**What you have to do:** Give again, word for word, every line below from the one that has "This is not" through the one that has "Since we process", both included, and no others.

(Dataset entries)
PR #1850, opened 2026-07-16
fix: Parameters used before declaration in pytket decoder

aborgna-q:
Fixes an edge-case when decoding a pytket circuit where parameters were used before being produced.

Required for https://github.com/Quantinuum/guppylang/issues/2041.

---

Opaque subgraphs from a hugr may be encoded in two ways when producing pytket circuits:
- As a pytket Barrier command, if they contained register input/outputs (so their order is well preserved).
- As an external hugr subgraph in the rust context.

While pytket sets a strict order between commands, we have no way to impose an order between them and the subgraphs in the hugr.

This is not normally a problem, except that different subgraphs may be connected via parameter wires that can be produced and consumed in both kinds of subgraphs.

Since we process all the external subgraphs at the beginning of the decoding process, if we find a parameter input we should register it somewhere such that if a pytket barrier declares it as an output we are able to connect the ports correctly.

This PR does so by adding an internal `WireTracker::reserve_forward_parameter` call.

### DIFF
--- a/tket-py/tket/_rewrite.py
+++ b/tket-py/tket/_rewrite.py
@@ -3,7 +3,7 @@ from ._tket.rewrite import ECCRewriter, CircuitRewrite, Subcircuit
 
 __all__ = [
     "default_ecc_rewriter",
-    # Bindings.
+    # Bindings
     # TODO: Wrap these in Python classes.
     "ECCRewriter",
     "CircuitRewrite",
--- a/tket/src/serialize/pytket/decoder/wires.rs
+++ b/tket/src/serialize/pytket/decoder/wires.rs
@@ -3,13 +3,13 @@
 use std::collections::{BTreeMap, VecDeque};
 use std::sync::Arc;
 
-use hugr::builder::{DFGBuilder, Dataflow as _};
+use hugr::builder::{Container as _, DFGBuilder, Dataflow as _};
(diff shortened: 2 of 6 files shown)


tket/src/serialize/pytket/decoder/wires.rs
```diff
@@ -1036,24 +1042,93 @@ impl WireTracker {
...
+    /// its consumers to the produced value, and removes the temporary node.
+    ///
+    /// Otherwise, this creates a new binding and records the name in the
+    /// context. In that case the `builder` is not modified.
+    ///
+    /// # Errors
+    ///
+    /// Returns [`PytketDecodeErrorInner::DuplicatedParameter`] if the name is
+    /// already bound and is not an unresolved forward reference.
+    pub(super) fn bind_parameter(
```
aborgna-q, line 1058: Renamed this internal method, I think `bind_parameter` is clearer than `register_input_parameter`.

cqc-alec (approved):

tket-py/tket/_rewrite.py
```diff
@@ -3,7 +3,7 @@
 
 __all__ = [
     "default_ecc_rewriter",
-    # Bindings.
+    # Bindings
```
aborgna-q, line 6: Added a dummy change in `tket-py` so this triggers a changelog line / release pr.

**Worked solution:**
This is not normally a problem, except that different subgraphs may be connected via parameter wires that can be produced and consumed in both kinds of subgraphs.

Since we process all the external subgraphs at the beginning of the decoding process, if we find a parameter input we should register it somewhere such that if a pytket barrier declares it as an output we are able to connect the ports correctly.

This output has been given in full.